The invention relates in general to a hose and in particular to a hose for use in bio-pharmaceutical applications.
Pharmaceutical companies typically use hoses to transfer bio-pharmaceutical materials at various locations within the process of manufacturing pharmaceutical products. These bio-pharmaceutical materials may include laboratory and food products as well as various chemicals. A requirement for such hoses is for the inside surface of the innermost layer of the hose (i.e., the surface in contact with the bio-pharmaceutical materials) to be smooth throughout and of a high degree of purity, and thus free from becoming contaminated and/or breaking down (i.e., chemically inert) or degrading relatively quickly over time. Typically the innermost surface of such hoses is required to be sterilized and cleaned relatively frequently, for example, by passing pressurized superheated steam through the hose and/or by an autoclave process. However, such cleaning processes tend to degrade the innermost surface of some prior art hoses over time. Other typical requirements for bio-pharmaceutical hoses include, for example, resistance from permanent kinking, a relatively high degree of flexibility, sufficient hoop strength and tensile strength, relative ease of handling and attachment to mechanical couplings, and a relatively high degree of vacuum resistance (i.e., the resistance to being constricted when negative pressure or suction is applied to the hose).
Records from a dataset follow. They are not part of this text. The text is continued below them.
PR #2410, opened 2026-09-01
Fix Azure KMS ECDSA signature verification (r||s ordering + padding)

### LINKED ISSUE #2409: Azure KMS: ECDSA signature verification always fails (`r||r` instead of `r||s`)
## Version

`github.com/sigstore/sigstore/pkg/signature/kms/azure` present since #2355
(e.g. v1.10.9), still present on main.

## Description

`SignerVerifier.VerifySignature` in the Azure KMS provider (`pkg/signature/kms/azure`)
reconstructs the raw EC signature incorrectly: when converting the ASN.1
signature back to the `r||s` form that Azure Key Vault's `Verify` operation
expects, it uses `r` for **both** halves instead of `r` and `s`.

`pkg/signature/kms/azure/signer.go`, `VerifySignature`:

```go
rBytes := r.Bytes()
sBytes := r.Bytes()   // BUG: should be s.Bytes()

sigBytes = make([]byte, 0, len(rBytes)+len(sBytes))
sigBytes = append(sigBytes, rBytes...)
sigBytes = append(sigBytes, sBytes...)
```

Because the second half is `r` (not `s`), the reconstructed signature is never
valid, so every ECDSA verification through this provider fails. Callers see:

```
could not verify envelope: accepted signatures do not match threshold, Found: 0, Expected 1
```

## Impact

Affects all EC keys (P-256/P-384/P-521) the `signatureRequiresECWrapping`
branch only runs for EC. RSA is unaffected.

Affects any consumer that verifies via the KMS `SignerVerifier` (as opposed to
fetching the public key and verifying locally). Notably this breaks Sigstore
bundle (new format) verification with an Azure KMS EC key.

Downstream reports:

Kyverno: `ImageValidatingPolicy` cosign key/KMS verification fails on v1.19.0
for signatures stored as v0.3 sigstore bundle referrers
(kyverno/kyverno#17363).

Related family: sigstore/cosign#4915 (RSA), which motivated PR #2355.

## How this was discovered and validated

This surfaced downstream in Kyverno (kyverno/kyverno#17363): `ImageValidatingPolicy`
with a cosign Azure KMS EC key and `insecureIgnoreTlog: true`, verifying an
image whose signature is a v0.3 sigstore bundle referrer (dsse-envelope),
failed only inside the Kyverno admission controller with `Found: 0`, while
the cosign CLI verified the same image successfully.

The CLI-vs-controller split is the key diagnostic and points straight at this
bug:

`cosign verify --key azurekms://…` fetches the public key and verifies
locally (standard ECDSA path) it never calls the KMS provider's
`VerifySignature`, so it is unaffected.

Kyverno passes the Azure `SignerVerifier` as `CheckOpts.SigVerifier`, so
sigstore-go's bundle/DSSE verification calls
`SignerVerifier.VerifySignature` → the buggy `r||r` reconstruction → `Found: 0`.

Version window confirms the regression precisely:

Kyverno v1.18.1 vendors `pkg/signature/kms/azure` v1.10.5 (correct
`r||s`) → EC verification works.

Kyverno v1.19.0 vendors v1.10.9 (post-#2355, `r||r`) → EC verification
fails.

End-to-end validation of the fix: rebuilding Kyverno v1.19.0 with a replace
pointing `pkg/signature/kms/azure` at a locally patched module (the one-line
`s.Bytes()` fix + fixed-width padding) and deploying it to a live AKS cluster
made the previously-failing Azure EC signature verify successfully, while
an unsigned image was still correctly denied... i.e. the fix restores
correct verification without weakening enforcement.

## Regression

Introduced by #2355 ("Fix Azure KMS support for RSA signatures"). That change
gated the EC signature (un)wrapping behind `signatureRequiresECWrapping` so RSA
would no longer be ASN.1-wrapped; while restructuring the EC unwrap logic into
the new conditional, the `s.Bytes()` call became `r.Bytes()`.

Comparison:

Before #2355 (e.g. v1.10.5): `... append(rBytes...) ; append(sBytes...)` correct `r||s`.

After #2355 (current main / v1.10.9): second half is `r` - `r||r`.

The typo is still present on main
(`pkg/signature/kms/azure/signer.go`, `VerifySignature`).

## Steps to reproduce

The existing unit tests use a no-op mock (`testKVClient.Verify` returns success
unconditionally), so they never exercise real signature bytes and cannot catch
this. A hermetic reproduction using real crypto:

Create a `kvClient` mock whose `Sign` returns a raw `r||s` ECDSA signature and
whose `Verify` performs a real `ecdsa.Verify` on the raw `r||s` it receives
(mirroring Azure Key Vault).

`SignMessage` a payload, then `VerifySignature` the result.

`VerifySignature` returns an error (failed vault verification) even though
the signature is valid.

Real-world: cosign sign/verify a v0.3 bundle with an Azure Key Vault EC key
and verify it through the KMS `SignerVerifier` path (e.g. via Kyverno) → `Found: 0`.

## Additional (secondary) issue: leading-zero padding

Even after fixing the typo, `big.Int.Bytes()` strips leading zero bytes, so when
`r` or `s` has a high zero byte (~1/256 each) the reconstructed `r||s` is shorter
than `2 * coordinateSize`, which Azure Key Vault also rejects. This causes
intermittent verification failures. The coordinates should be left-padded to
the curve's byte width (e.g. `FillBytes`).

## Suggested fix

```go
pub, err := a.client.public(a.defaultCtx)
if err != nil {
    return fmt.Errorf("getting public key: %w", err)
}
ecPub, ok := pub.(*ecdsa.PublicKey)
if !ok {
    return fmt.Errorf("expected ECDSA public key, got %T", pub)
}
keyBytes := (ecPub.Curve.Params().BitSize + 7) / 8

sigBytes = make([]byte, 2*keyBytes)
r.FillBytes(sigBytes[:keyBytes])
s.FillBytes(sigBytes[keyBytes:])
```

This fixes both the r/s ordering and the fixed-width padding. A real-crypto
round-trip test (covering P-256/P-384/P-521 and RSA-2048/3072/4096) plus a
deterministic leading-zero encoding test can guard against regressions.

I have a fix + tests ready and can open a PR.

hugolevino:
Closes #2409

VerifySignature reconstructed the raw EC signature using r for both halves (r||r) instead of r||s, so every ECDSA verification through the Azure KMS SignerVerifier failed. Additionally, big.Int.Bytes() strips leading zero bytes, producing an incorrectly sized r||s that Azure Key Vault rejects.

Use the ECDSA public key curve size to left-pad both coordinates with FillBytes, fixing both the ordering and fixed-width padding. Add a real-crypto round-trip test covering P-256/P-384/P-521 and RSA-2048/3072/4096.

Regression introduced by #2355.

#### Summary

`SignerVerifier.VerifySignature` in the Azure KMS provider (`pkg/signature/kms/azure/signer.go`) reconstructs the ASN.1 EC signature back into the `r||s` form Azure Key Vault's `Verify` expects, but used `r` for **both** halves (`r||r`) instead of `r||s`. As a result **every** ECDSA verification through this provider fails, e.g.:

```
could not verify envelope: accepted signatures do not match threshold, Found: 0, Expected 1
```

Before:

```go
rBytes := r.Bytes()
sBytes := r.Bytes()   // BUG: should be s.Bytes()
sigBytes = make([]byte, 0, len(rBytes)+len(sBytes))
sigBytes = append(sigBytes, rBytes...)
sigBytes = append(sigBytes, sBytes...)
```

After:

```go
ecPub, ok := pub.(*ecdsa.PublicKey)
// ...
keyBytes := (ecPub.Curve.Params().BitSize + 7) / 8
sigBytes = make([]byte, 2*keyBytes)
r.FillBytes(sigBytes[:keyBytes])
s.FillBytes(sigBytes[keyBytes:])
```

This fixes both the `r/s` ordering and the fixed-width padding (`big.Int.Bytes()` strips leading zeros, producing an incorrectly sized `r||s` that Azure also rejects).

**Scope:** affects all EC keys (P-256/P-384/P-521); RSA is unaffected. Affects any consumer that verifies via the KMS `SignerVerifier` (e.g. Sigstore bundle verification), not those that fetch the public key and verify locally.

**Regression:** introduced by #2355 while gating the EC (un)wrapping behind `signatureRequiresECWrapping`. Before #2355 (v1.10.5) it was correct `r||s`; after #2355 (v1.10.9 / current main) it is `r||r`.

**How reviewers can test:** run the new round-trip test, which uses a `kvClient` mock that mimics Azure Key Vault with real crypto (the existing `testKVClient` is a no-op `Verify` and cannot catch this):

```
$ go test ./...
ok  github.com/sigstore/sigstore/pkg/signature/kms/azure

$ go test -v -run RoundTrip ./...
--- PASS: TestVerifySignatureRoundTrip
    --- PASS: TestVerifySignatureRoundTrip/EC-P256
    --- PASS: TestVerifySignatureRoundTrip/EC-P384
    --- PASS: TestVerifySignatureRoundTrip/EC-P521
    --- PASS: TestVerifySignatureRoundTrip/RSA-2048
    --- PASS: TestVerifySignatureRoundTrip/RSA-3072
    --- PASS: TestVerifySignatureRoundTrip/RSA-4096
```

#### Release Note

Fixed Azure KMS ECDSA signature verification, which always failed because the raw signature was reconstructed as `r||r` instead of `r||s` and was not left-padded to the curve's byte width.

#### Documentation

NONE

### DIFF
--- a/pkg/signature/kms/azure/signer.go
+++ b/pkg/signature/kms/azure/signer.go
@@ -18,6 +18,7 @@ package azure
 import (
 	"context"
 	"crypto"
+	"crypto/ecdsa"
 	"errors"
 	"fmt"
 	"io"
@@ -181,12 +182,24 @@ func (a *SignerVerifier) VerifySignature(sig, message io.Reader, opts ...signatu
 			return errors.New("parsing signature")
 		}
 
-		rBytes := r.Bytes()
-		sBytes := r.Bytes()
+		// Azure Key Vault expects the raw signature as r||s, with each
+		// coordinate left-padded to the curve's byte size. big.Int.Bytes()
+		// strips leading zero bytes, which would produce an incorrectly sized
+		// signature (and thus a spurious verification failure) whenever r or s
+		// has a high zero byte, so pad explicitly using the key's curve size.
+		pub, err := a.client.public(a.defaultCtx)
+		if err != nil {
+			return fmt.Errorf("getting public key: %w", err)
+		}
+		ecPub, ok := pub.(*ecdsa.PublicKey)
+		if !ok {
+			return fmt.Errorf("expected ECDSA public key, got %T", pub)
+		}
+		keyBytes := (ecPub.Curve.Params().BitSize + 7) / 8
 
-		sigBytes = make([]byte, 0, len(rBytes)+len(sBytes))
-		sigBytes = append(sigBytes, rBytes...)
-		sigBytes = append(sigBytes, sBytes...)
+		sigBytes = make([]byte, 2*keyBytes)
+		r.FillBytes(sigBytes[:keyBytes])
+		s.FillBytes(sigBytes[keyBytes:])
 	}
 
 	return a.client.verify(a.defaultCtx, sigBytes, digest)
--- a/pkg/signature/kms/azure/signer_roundtrip_test.go
+++ b/pkg/signature/kms/azure/signer_roundtrip_test.go
@@ -1,0 +1,264 @@
+//
+// Copyright 2026 The Sigstore Authors.
+//
+// Licensed under the Apache License, Version 2.0 (the "License");
+// you may not use this file except in compliance with the License.
+// You may obtain a copy of the License at
+//
+//     http://www.apache.org/licenses/LICENSE-2.0
+//
+// Unless required by applicable law or agreed to in writing, software
+// distributed under the License is distributed on an "AS IS" BASIS,
+// WITHOUT WARRANTIES OR CONDITIONS OF ANY KIND, either express or implied.
+// See the License for the specific language governing permissions and
+// limitations under the License.
+
+package azure
+
+import (
+	"bytes"
+	"context"
+	"crypto"
+	"crypto/ecdsa"
+	"crypto/elliptic"
+	"crypto/rand"
+	"crypto/rsa"
+	"encoding/asn1"
+	"math/big"
+	"testing"
+
+	"github.com/Azure/azure-sdk-for-go/sdk/azcore/to"
+	"github.com/Azure/azure-sdk-for-go/sdk/security/keyvault/azkeys"
+	"github.com/jellydator/ttlcache/v3"
+)
+
+// These tests exercise the full SignMessage -> VerifySignature round-trip using
+// *real* crypto, via a kvClient mock that mimics Azure Key Vault: for EC keys it
+// returns/consumes a fixed-width r||s signature, and for RSA keys a PKCS#1 v1.5
+// signature. The existing testKVClient in client_test.go is a no-op (Verify
+// always succeeds), so it cannot catch signature (un)wrapping bugs. These tests
+// can, and guard against regressions like an incorrect ASN.1 -> r||s conversion.
+
+func hashForDigestLen(n int) crypto.Hash {
+	switch n {
+	case 48:
+		return crypto.SHA384
+	case 64:
+		return crypto.SHA512
+	default:
+		return crypto.SHA256
+	}
+}
+
+func azCurveName(c elliptic.Curve) azkeys.CurveName {
+	switch c {
+	case elliptic.P384():
+		return azkeys.CurveNameP384
+	case elliptic.P521():
+		return azkeys.CurveNameP521
+	default:
+		return azkeys.CurveNameP256
+	}
+}
+
+func signVerifyKeyOps() []*azkeys.KeyOperation {
+	return []*azkeys.KeyOperation{
+		to.Ptr(azkeys.KeyOperationSign),
+		to.Ptr(azkeys.KeyOperationVerify),
+	}
+}
+
+// realCryptoKVClient performs actual ECDSA/RSA signing and verification,
+// mirroring Azure Key Vault's raw signature formats.
+type realCryptoKVClient struct {
+	testKVClient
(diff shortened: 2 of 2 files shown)


ducet8:
Data point in support of merging this: the **padding half** of this fix resolves a long-standing intermittent production failure against real Azure Key Vault, not just the recent `r||r` regression from #2409. On pre-v1.10.9 releases (correct `r||s` ordering, no padding), ~1/128 verifies of a valid signature fail with `no matching signatures: failed vault verification` — whenever `r` or `s` has a leading zero byte, `big.Int.Bytes()` yields 31 bytes and AKV receives a 63-byte ES256 signature. We confirmed this cryptographically: the failing signatures verify fine offline with the exported public key, and each has a 31-byte component; passing ones are all 32+32. Full write-up: https://github.com/sigstore/cosign/issues/3709#issuecomment-5542394350. This has been biting cosign users intermittently since at least 2024 via sigstore/cosign#3709.

bobcallaway (dismissed):

bobcallaway:
@hugolevino can you fix the `gofmt` issue here and we'll get this merged/released? thanks!

bobcallaway (approved):

hugolevino:
> @hugolevino can you fix the `gofmt` issue here and we'll get this merged/released? thanks!

@bobcallaway it was CRLF line endings on the test file. Thanks!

Prior art hoses for use in the bio-pharmaceutical industry typically comprise a single layer of silicone material or a multi-layered hose having a silicone material for the innermost tubular member. While the silicone material tends to provide moderate levels of flexibility and kink resistance (and, thus, relative ease in handling), the innermost surface of the silicone material nevertheless tends to become contaminated and/or degraded relatively quickly over time, particularly by the repeated steam cleaning process. This results in the replacement of the silicone material hose more frequently than desired. Other prior art bio-pharmaceutical hoses have comprised a layer of a relatively heavy or thick wall of fluoropolymer material where the layer has a relatively smooth innermost surface and a convoluted or spiral-grooved outer surface. However, oftentimes the required smooth finish of the innermost surface of such a hose becomes undesirably compromised over time (e.g., rippled or otherwise deformed), particularly when the hose is flexed. Also, other smoothbore fluoropolymer hoses without a convoluted external outer surface typically lack flexibility and are relatively heavy and thus difficult to handle when the inner diameter of the hose exceeds one inch.
Still other prior art hoses achieve the required level of vacuum resistance through use of a reinforcement layer made of relatively heavy helix wire. However, such a metallic layer tends to be relatively stiff, thereby requiring a large amount of force to flex or bend the hose. Further, when bent, the innermost surface of such a hose tends to lose its smoothness at the point of bending. In other known hoses, the superheated steam vapor used during the steam cleaning process permeates or enters the matrix of the inner wall material. This tends to accelerate the breakdown of the innermost surface of the hose.
What is needed is a bio-pharmaceutical hose having a relatively long-lasting purity of the innermost surface through which the bio-pharmaceutical materials are transferred, while providing a relatively large amount of flexibility and resistance to kinking and steam permeation and also providing relatively high tensile and hoop strength and vacuum resistance, and also being easy to handle and readily attached to mechanical couplings.